John Smith John Smith’s film, Three Things (working title) begins with three objects shown to him by his father shortly before he died. Two of these were well- used objects that had become so steeped in history that their original forms and functions were almost completely obscured. A third object seemed to be instantly recognisable, but it turned out to be something else entirely. Taking these ambiguous artefacts as its starting point, Three Things will create a dialogue between abstraction and literal meaning, exploring the contradictions of memory and history to hint at the perceived character of a dead father and his relationship with his son. John Smith (b.1952) is a British artist based in London. Recent solo shows and projects include ‘Horizon’, Turner Contemporary, Margate (2012); ‘Bildstörung’, Kestnergesellschaft, Hanover (2012); ‘Worst Case Scenario’, Weserburg Museum of Modern Art, Bremen (2012) and ‘unusual Red cardigan, PEER, London (2011). Group shows include: ‘Image Counter Image’, Haus der Kunst, Munich (2012); ‘Locus Solus: Impressions of Raymond Roussel’, Museo Reina Sofia, Madrid (2011) and Serralves Museum, Porto (2012); ‘Descriptive Acts’, San Francisco Museum of Modern Art (2012) and ‘Has the Film Already Started’, Tate Britain, London (2011). Forthcoming shows include Ferens Art Gallery, Hull (2012) and Espai, Barcelona (2012).

Wu Tsang & Nana Oforiatta-Ayim Wu Tsang & Nana Oforiatta-Ayim will present a short film that explores narratives of inclusion and otherness in a world in which relativity has liberated our sense of difference, de-centered the margins, and where, paradoxically, inequality and racism are more prevalent than ever.

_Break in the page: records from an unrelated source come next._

Issue #2405, opened 2022-06-27
scala support


itaysk:

b34rd-tek:
I would love to see Scala language support added also :-)

timonbimon:
+1 :)

knqyf263:
Please let us know if someone knows how to generate a list of dependencies in sbt. Something like [this](https://github.com/stringbean/sbt-dependency-lock).

PR #6882, opened 2024-06-07
feat(java): add support for sbt projects using sbt-dependency-lock

stringbean:
## Description

Adds support for sbt projects using [sbt-dependency-lock](https://stringbean.github.io/sbt-dependency-lock/). This will allow scanning of Scala projects using sbt with lockfiles generated by `sbt-dependency-lock`.

## Related issues
- #2405
- Discussion: https://github.com/aquasecurity/trivy/discussions/4402
- Close https://github.com/aquasecurity/trivy/issues/6886

## Checklist


knqyf263 (commented):
Looks awesome! Thanks for your contribution!
I have a question. Is there any way to determine if a dependency is directly used by the project or transitively installed?

docs/docs/coverage/language/java.md
```diff
@@ -16,6 +17,7 @@ The following table provides an outline of the features Trivy offers.
 | JAR/WAR/PAR/EAR  |     Trivy Java DB     |     Include      |                  -                   |    -     |
 | pom.xml          | Maven repository [^1] |     Exclude      |                  ✓                   |  ✓[^7]   |
 | *gradle.lockfile |           -           |     Exclude      |                  ✓                   |    ✓     |
+| *.sbt.lock       |          -            |     Exclude      |                  ✓                   |    ✓     |
```
knqyf263, line 20: The code base doesn't seem to support the dependency graph. It needs which package depends on which package. It returns nil here.
https://github.com/aquasecurity/trivy/blob/5bb0789e1bbc44d4961542f87de4a1cd52d1fe9f/pkg/dependency/parser/sbt/lockfile/parse.go#L65

stringbean:
> Looks awesome! Thanks for your contribution! I have a question. Is there any way to determine if a dependency is directly used by the project or transitively installed?

Not at the moment. I can look at adding that to the next major version of sbt-dependency-lock.

pkg/fanal/analyzer/language/java/sbt/lockfile.go
```diff
@@ -0,0 +1,89 @@
...
+}
+
+const (
+	version        = 1
+	fileNameSuffix = "sbt.lock"
+)
+
+// sbtDependencyLockAnalyzer analyzes '*.sbt.lock'
+type sbtDependencyLockAnalyzer struct {
+	logger *log.Logger
```
knqyf263, line 31: Seems like it's not used anywhere. We can delete it.
```suggestion
```

knqyf263 (approved):
LGTM.
@DmitriyLewen Can you please take a look?

pkg/dependency/parser/sbt/lockfile/parse.go
```diff
@@ -0,0 +1,77 @@
...
+	for _, dep := range lockfile.Dependencies {
+		libraries = append(libraries, ftypes.Package{
+			ID:        dependency.ID(ftypes.Sbt, dep.Organization+":"+dep.Name, dep.Version),
+			Name:      dep.Organization + ":" + dep.Name,
+			Version:   dep.Version,
+			Locations: []ftypes.Location{{StartLine: dep.StartLine, EndLine: dep.EndLine}},
+		})
+	}
+
+	return libraries, nil, nil
```
DmitriyLewen, line 65:
```suggestion
	sort.Sort(libraries)
	return libraries, nil, nil
```
- use `var libraries ftypes.Packages` for this.
- you can remove this after that: https://github.com/aquasecurity/trivy/blob/1890227545bb7bb1f2cd31a85285a6465ba11a72/pkg/dependency/parser/sbt/lockfile/parse_test.go#L82-L90

pkg/dependency/parser/sbt/lockfile/parse.go
```diff
@@ -0,0 +1,77 @@
...
+	Artifacts      []sbtLockfileArtifact `json:"artifacts"`
+	Configurations []string              `json:"configurations"`
+	StartLine      int
+	EndLine        int
+}
+
+type sbtLockfileArtifact struct {
+	Name string `json:"name"`
+	Hash string `json:"hash"`
+}
```
DmitriyLewen, line 35:
```suggestion
// lockfile format defined at: https://stringbean.github.io/sbt-dependency-lock/file-formats/version-1.html
type sbtLockfile struct {
	Version      int                     `json:"lockVersion"`
	Dependencies []sbtLockfileDependency `json:"dependencies"`
}

type sbtLockfileDependency struct {
	Organization   string   `json:"org"`
	Name           string   `json:"name"`
	Version        string   `json:"version"`
	Configurations []string `json:"configurations"`
	StartLine      int
	EndLine        int
}
```

I think we can avoid unmarshalling unused fields.

pkg/fanal/analyzer/language/java/sbt/lockfile.go
```diff
@@ -0,0 +1,86 @@
...
+	parser language.Parser
+}
+
+func newSbtDependencyLockAnalyzer(_ analyzer.AnalyzerOptions) (analyzer.PostAnalyzer, error) {
+	return &sbtDependencyLockAnalyzer{
+		parser: lockfile.NewParser(),
+	}, nil
+}
+
+func (a sbtDependencyLockAnalyzer) PostAnalyze(_ context.Context, input analyzer.PostAnalysisInput) (*analyzer.AnalysisResult, error) {
```
DmitriyLewen, line 39: We don't need to parse other files (we only need lock file)
So I think it's better to use https://github.com/aquasecurity/trivy/blob/6e7f62d2debbb4acbeb7ad58ecd8ac7379f19e40/pkg/fanal/analyzer/analyzer.go#L71-L76

pkg/fanal/analyzer/language/java/sbt/lockfile.go
```diff
@@ -0,0 +1,86 @@
...
+		return nil, xerrors.Errorf("sbt walk error: %w", err)
+	}
+
+	return &analyzer.AnalysisResult{
+		Applications: apps,
+	}, nil
+}
+
+func (a sbtDependencyLockAnalyzer) Required(filePath string, _ os.FileInfo) bool {
+	return strings.HasSuffix(filePath, fileNameSuffix)
```
DmitriyLewen, line 77: Correct me, if i am wrong.

UUIC default name is `build.sbt.lock`.
But you can use any name with https://stringbean.github.io/sbt-dependency-lock/settings.html#dependencylockfile 

I think in this case we can compare file names with `build.sbt.lock`. For other names user can use https://aquasecurity.github.io/trivy/v0.52/docs/configuration/skipping/#file-patterns

Or do users often use the names `*.sbt.lock`?

pkg/fanal/analyzer/language/java/sbt/lockfile.go
```diff
@@ -0,0 +1,86 @@
...
+		}
+
+		if app == nil {
+			// no dependencies - add empty application
+			app = &types.Application{
+				Type:     types.Sbt,
+				FilePath: filePath,
+				Packages: types.Packages{},
+			}
+		}
```
DmitriyLewen, line 60: We don't add empty apps.
e.g.:
https://github.com/aquasecurity/trivy/blob/6e7f62d2debbb4acbeb7ad58ecd8ac7379f19e40/pkg/fanal/analyzer/language/java/gradle/lockfile.go#L63-L65

pkg/fanal/analyzer/language/java/sbt/lockfile_test.go
```diff
@@ -0,0 +1,96 @@
...
+			want: &analyzer.AnalysisResult{
+				Applications: []types.Application{
+					{
+						Type:     types.Sbt,
+						FilePath: "build.sbt.lock",
+						Packages: types.Packages{},
+					},
+				},
+			},
+		},
```
DmitriyLewen, line 33: nit:
we try to use tests with results first (`v1 lockfile` -> `empty lockfile` in your case).

pkg/dependency/parser/sbt/lockfile/parse.go
```diff
@@ -0,0 +1,77 @@
...
+	Configurations []string                `json:"configurations"`
+	Dependencies   []sbtLockfileDependency `json:"dependencies"`
+}
+
+type sbtLockfileDependency struct {
+	Organization   string                `json:"org"`
+	Name           string                `json:"name"`
+	Version        string                `json:"version"`
+	Artifacts      []sbtLockfileArtifact `json:"artifacts"`
+	Configurations []string              `json:"configurations"`
```
DmitriyLewen, line 27: We include only `runtime` and `compile` scopes for `pom.xml` files:
https://github.com/aquasecurity/trivy/blob/6e7f62d2debbb4acbeb7ad58ecd8ac7379f19e40/pkg/dependency/parser/java/pom/parse.go#L396-L398

I think we need to use same logic here.

DmitriyLewen (commented):
Hello @stringbean 
Thanks for your work!

Left a few comments.
Take a look, please.

Regards, Dmitriy

pkg/fanal/analyzer/language/java/sbt/lockfile.go
knqyf263: I thought we would parse other files in the future. Let's ask the future plan of sbt-dependency-lock.

stringbean: Future improvements to sbt-dependency-lock will be added to the existing `*.sbt.lock` files.

Is it still possible to walk the directory in an `analyzer`? It is common to have multiple sub-projects in sbt and each of these would generate their own `build.sbt.lock` file.

pkg/fanal/analyzer/language/java/sbt/lockfile.go
stringbean: I'm not aware of anyone overriding the default filename (`build.sbt.lock`) but I'm sure someone is using it! I'll change it over to use the default.

pkg/fanal/analyzer/language/java/sbt/lockfile.go
knqyf263: What is the sub-project? Does it belong to the main project? Or are they separate projects? If you need to process those files at the same time, you need to use `PostAnalyzer`. If you only need to parse them individually, `Analyzer` is more efficient. For example, Trivy needs both `package.json` and `package-lock.json` for npm projects, and uses `PostAnalyzer` in this case.

stringbean: sbt supports having multiple projects within a single parent project. Generally each sub-project will generate its own artifacts (JARs/WARs/GraalVM binaries etc) and will be in a sub-directory of the parent project.

Configuration for sub-projects (including dependencies) is _extremely_ flexible and can be defined in any of the following locations (or a combination):

- `build.sbt` in the sub-project dir.
- inherited from the root `build.sbt`.
- configured from the `project` directory of the root project.

The sbt-dependency-lock plugin will generate a separate `build.sbt.lock` file in each of the sub-projects that will contain all the dependencies of that sub-project.

knqyf263: Do you want to process `build.sbt.lock` separately or together? When processed together, all dependent packages are shown as root `build.sbt.lock`. If not, they are just different lock files and show dependencies respectively.

stringbean: After thinking about it I reckon that processing them separately is probably better for the majority of sbt users.

knqyf263: Thanks for your insight. We can use the analyzer for now and switch to the post-analyzer when we need to combine those files.

pkg/fanal/analyzer/language/java/sbt/lockfile.go
```diff
@@ -0,0 +1,51 @@
...
+)
+
+// sbtDependencyLockAnalyzer analyzes '*.sbt.lock'
+type sbtDependencyLockAnalyzer struct{}
+
+func (a sbtDependencyLockAnalyzer) Analyze(_ context.Context, input analyzer.AnalysisInput) (*analyzer.AnalysisResult, error) {
+	filePath := filepath.Join(input.Dir, input.FilePath)
+	parser := lockfile.NewParser()
+
+	res, err := language.Analyze(types.Sbt, filePath, input.Content, parser)
```
DmitriyLewen, line 32: `input.FilePath` is enough.

```suggestion
	filePath := filepath.Join(input.Dir, input.FilePath)
	parser := lockfile.NewParser()

	res, err := language.Analyze(types.Sbt, filePath, input.Content, parser)
```

pkg/dependency/parser/sbt/lockfile/parse.go
```diff
@@ -0,0 +1,78 @@
...
+		return nil, nil, xerrors.Errorf("JSON decoding failed: %w", err)
+	}
+
+	var libraries ftypes.Packages
+
+	for _, dep := range lockfile.Dependencies {
+		if slices.ContainsFunc(dep.Configurations, isIncludedConfig) {
+			libraries = append(libraries, ftypes.Package{
+				ID:        dependency.ID(ftypes.Sbt, dep.Organization+":"+dep.Name, dep.Version),
+				Name:      dep.Organization + ":" + dep.Name,
```
DmitriyLewen, line 54: nit:
```suggestion
			name := dep.Organization + ":" + dep.Name
			libraries = append(libraries, ftypes.Package{
				ID:        dependency.ID(ftypes.Sbt, name, dep.Version),
				Name:      name,
```

DmitriyLewen (commented):
LGTM.
@stringbean left a couple of comments.

pkg/dependency/parser/sbt/lockfile/parse.go
knqyf263: Done https://github.com/aquasecurity/trivy/pull/6882/commits/3b43605b80c2a442e9a2bcf9f39f22cad2f3db19

pkg/fanal/analyzer/language/java/sbt/lockfile.go
knqyf263: Done https://github.com/aquasecurity/trivy/pull/6882/commits/23ce7e672b2d25fbdad9a3bfd4e2c8cb5a2c71f8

The film is set in a hybrid landscape made up of St Louis, Senegal and Los Angeles, USA and inspired by films including Douglas Sirk’s ‘All That Heaven Allows’ and Rainer Fassbinder’s ‘Ali: Angst Essen Seele Auf’. The main characters include a Senegalese royal and a British working-class interloper. Their love, illicit in the eyes of the world, at first triumphs, then falters, the pressures of the outside world internalised, leaving us to question whether the equaliser of love and connection can win out against the constructions of difference and self. A Frieze Film & UKS Co-Production. Wu Tsang (b.1982) is an American artist based in Los Angeles. Recent group exhibitions include ‘The Whitney Biennial 2012’, Whitney Museum of American Art, New York; ‘The Ungovernables: The 2012 New Museum Triennial’, New Museum, New York (both 2012) and ‘Performa 11’, New York (2011). His recent feature film, Wildness, world premiered at MoMA’s ‘Documentary Fortnight’, Museum of Modern Art, New York (2012). Tsang is a 2012 Louis Comfort Tiffany Fellow and has received support from the Good Works Foundation, Frameline, the Wexner Center for the Arts, the IFP Documentary Lab, Art Matters, and the Andy Warhol Foundation for the Visual Arts. Nana Oforiatta-Ayim is a writer, filmmaker and cultural historian, currently based in Senegal. Her work has been presented in ‘The Ungovernables: The 2012 New Museum Triennial’ New Museum, New York (2012); the Neue Gesellschaft für Bildende Kunst, Berlin; Vela Gallery, London; The Museum of African Diaspora, San Francisco, and will be shown at the Kunstmuseene Bergen, Norway later this year.